Probably one of the most significant improvements over the past few years in my software development ecosystem has been the rise of package managers. I have always built software using third-party software libraries, and over the years most of these libraries have come from the open source community. I don't know the history of package management and who came up with it first, but it seems that the Ruby Gem tool is the origin of many of the current implementations. Along with Gem, Node.js has NPM, and fortunately, .NET has NuGet.
What has been truly great with NuGet is that over the past two years, it has not only been used by community folks to redistribute their libraries, but it is also being used by Microsoft to push out out-of-band releases and improvements to the .NET Framework. The first releases that I really noticed were the Azure SDKs, but I have just started to notice other frameworks that also improve the base class library. One of those frameworks is the topic of today's post.
About eighteen months ago, Mickey Williams (LinkedIn or Twitter), the vice-president of Neudesic's Technology Platform Group, turned me onto Erlang. Erlang is a VM-based language and framework used heavily in the telecommunications industry. It's designed for scalability and availability and it was really my first foray into actor-based frameworks.
In an actor framework, an actor is a completely isolated component that runs in its own thread. An actor doesn't have more than one thread and there's no concurrency to worry about as there's no shared state between actors. Each actor has its own copy of the data that it needs. Multiple actors can be composed together in a system and can talk to each other by passing messages between them. This message passing framework is critical in the actor architecture because it also allows actors to be distributed over multiple physical nodes. The Erlang runtime knows where actors physically located and handles routing the messages between actors.
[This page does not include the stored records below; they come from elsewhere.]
PR #50, opened 2019-09-13
Generate mock capacity responses (for short term)

kahowell:


src/main/java/org/candlepin/subscriptions/resource/CapacityResource.java
```diff
@@ -0,0 +1,113 @@
...
+            .data(createMockData(granularity, beginning, ending))
+            .links(createMockLinks())
+            .meta(createMockMeta(productId, granularity, beginning, ending));
+    }
+
+    private CapacityReportMeta createMockMeta(String productId, @NotNull String granularity,
+        @NotNull OffsetDateTime beginning, @NotNull OffsetDateTime ending) {
+
+        return new CapacityReportMeta()
+            .count(createMockData(granularity, beginning, ending).size())
```
mstead: Any reason to create the data again just to get the size? Can we just pass the snapshot count, productid and granularity?

kahowell: @mstead, addressed!

PR #55, opened 2019-09-18
Add logic to get effective products for a subscription

kahowell:
This is decoupled from the actual pool/subscription representation, and
is intended to plugged into later work.

### DIFF
--- a/src/main/java/org/candlepin/subscriptions/capacity/CapacityProductExtractor.java
+++ b/src/main/java/org/candlepin/subscriptions/capacity/CapacityProductExtractor.java
@@ -1,0 +1,56 @@
+/*
+ * Copyright (c) 2009 - 2019 Red Hat, Inc.
+ *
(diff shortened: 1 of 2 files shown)


src/main/java/org/candlepin/subscriptions/capacity/CapacityProductExtractor.java
```diff
@@ -0,0 +1,56 @@
...
+        throws IOException {
+
+        this.productIdToProductsMap = productIdToProductsMapSource.getValue();
+    }
+
+    public Set<String> getProducts(Collection<Integer> productIds) {
+        // NOTE: this logic can grow over time (e.g. to blacklist certain combinations, etc).
+        return productIds.stream()
+            .map(productIdToProductsMap::get).filter(Objects::nonNull).flatMap(List::stream)
+            .collect(Collectors.toSet());
```
mstead: Neat-o!

PR #62, opened 2019-09-25
Implement capacity API using repository

kahowell:
Involved some refactoring:

 - Renamed `TallyGranularity` to `Granularity` as it is used for
   capacity too.
 - Pulled `SnapshotTimeAdjuster` interface out of `ReportFiller` (and
   changed to compose rather than inherit, making it easy to share
   time adjustment between the filler and capacity snapshot building.
 - Refactored some common functionality for both resources into
   `AbstractReportResource`.


src/main/java/org/candlepin/subscriptions/resource/AbstractReportResource.java
```diff
@@ -0,0 +1,66 @@
...
+
+    protected String getAccountNumber() {
+        Authentication auth = SecurityContextHolder.getContext().getAuthentication();
+        return auth.getName();
+    }
+
+    @NotNull
+    Pageable getPageable(Integer offset, Integer limit) {
+        if (limit == null) {
+            limit = DEFAULT_LIMIT;
```
awood: Looking later on in the code, it appears that this method is meant to cover the bases if offset has been specified alone, if limit has been specified alone, and if they have both been specified.

I'd like to suggest another way.  We consider it a bad request if only one of the offset and limit have been given (and handle this via the validation level).  Optionally, for offset we can put a [default value](https://swagger.io/docs/specification/describing-parameters/#default) of zero in the API definition which results in a JAX-RS `@DefaultValue` being inserted into the method signature.  In that case, only the presence of a limit would be diagnostic of a request for paging.

We can then do the second part (where we check that the offset is a multiple of the limit) as a custom validation.  This approach removes the need for both resource classes to inherit from the same class and moves the concerns (setting a default and validation) out of the method itself (where someone might remove it or it gets clobbered in a merge) and into a higher level.

The `getAccountNumber` method can either be moved to a static utility class or just removed since it's not all that complicated.

Also, we need to validate that limit is non-zero (probably we want it to be positive) if we're going to be dividing by it at any point.

kahowell: > Looking later on in the code, it appears that this method is meant to cover the bases if offset has been specified alone, if limit has been specified alone, and if they have both been specified.

> I'd like to suggest another way. We consider it a bad request if only one of the offset and limit have been given (and handle this via the validation level). Optionally, for offset we can put a default value of zero in the API definition which results in a JAX-RS @DefaultValue being inserted into the method signature. In that case, only the presence of a limit would be diagnostic of a request for paging.

Unfortunately we have to perform paging if either is specified (i.e. is valid to specify offset=10 without specifying limit), so we still have to check for the presence of either, so I'm inclined to not change it. However, I'm happy to revisit whether we decouple the offset/limit validation into another layer at some point.

> The getAccountNumber method can either be moved to a static utility class or just removed since it's not all that complicated.

I changed AsbtractReportResource to ResourceUtils by making methods static.

> Also, we need to validate that limit is non-zero (probably we want it to be positive) if we're going to be dividing by it at any point.

I added `minimum: 1` to the spec for this.

PR #64, opened 2019-10-01
Skip Satellite 6 offerings in capacity calculations.

awood:
Since the RHEL provided with a Satellite 6 instance is meant to be tied
to the Satellite 6 usage, we don't want to consider it in the general
capacity calculations.

### DIFF
--- a/src/main/java/org/candlepin/subscriptions/capacity/CapacityProductExtractor.java
+++ b/src/main/java/org/candlepin/subscriptions/capacity/CapacityProductExtractor.java
@@ -30,6 +30,7 @@ import java.util.List;
 import java.util.Map;
 import java.util.Objects;
 import java.util.Set;
+import java.util.function.Predicate;
 import java.util.stream.Collectors;
 
 /**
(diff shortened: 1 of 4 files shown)


src/main/java/org/candlepin/subscriptions/capacity/CapacityProductExtractor.java
```diff
@@ -48,9 +50,32 @@ public CapacityProductExtractor(ProductIdToProductsMapSource productIdToProducts
...
+    public boolean setIsInvalid(Set<String> products) {
+        return products.stream().anyMatch(matchesRhel()) && products.stream().anyMatch((matchesSatellite()));
+    }
+
+    private Predicate<String> matchesRhel() {
+        return x -> x.matches("^RHEL.*");
+    }
+
+    private Predicate<String> matchesSatellite() {
+        return x -> x.matches("^Satellite.*");
```
kahowell: For this to work, we need to add `Satellite 6` and `Satellite 6 Capsule` to the product ID mapping. The Eng IDs we should use for this are 250 (Satellite) and 269 (Capsule).

kahowell: I also just realized we can avoid regex here; this can just be `x.startsWith('Satellite')`

src/main/java/org/candlepin/subscriptions/capacity/CapacityProductExtractor.java
```diff
@@ -48,9 +50,32 @@ public CapacityProductExtractor(ProductIdToProductsMapSource productIdToProducts
...
+     * Return whether this set of products should be considered for capacity calculations.
+     * @param products a set of product names
+     * @return true if the set is invalid for capacity calculations
+     */
+    public boolean setIsInvalid(Set<String> products) {
+        return products.stream().anyMatch(matchesRhel()) && products.stream().anyMatch((matchesSatellite()));
+    }
+
+    private Predicate<String> matchesRhel() {
+        return x -> x.matches("^RHEL.*");
```
kahowell: Can just be x.startsWith("RHEL")

awood:
The review comments are resolved.  I just want to make sure that this PR is redundant with #66

awood:
> The review comments are resolved. I just want to make sure that this PR is redundant with #66

This PR should be in line with #6 now in terms of behavior: kick out the RHEL product ID instead of returning an empty set.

The actors only know that they can send messages to other actors or receive messages sent to them.
Since my awakening into the world of actors, I have seen other uses of actor-based frameworks pop up. Java and Scala have the Akka framework. PostSharp recently introduced an actor-style framework in their latest release. Visual C++ 2010 introduced the Asynchronous Agents Library. Now, the .NET Base Class Library team has gotten into the game with the TPL Dataflow framework.
About the TPL Dataflow Framework
The Dataflow framework is an extension of the Task Parallel Library framework that was introduced in .NET 4.0 for use in writing background and asynchronous processing. Instead of using the older components for queueing delegates to be run in a background thread pool, Microsoft introduced the Task and Task<T> classes that could be used to encapsulate background tasks, queue the work to the background thread pool, and allow the application to monitor the progress and get the end result or exception that occurred in the asynchronous task. The Task classes made it extremely easy and efficient to implement asynchronous processing and have quickly improved the efficiency of coding asynchronous tasks as well thanks to the new async and await keywords added in the latest version of the C# language.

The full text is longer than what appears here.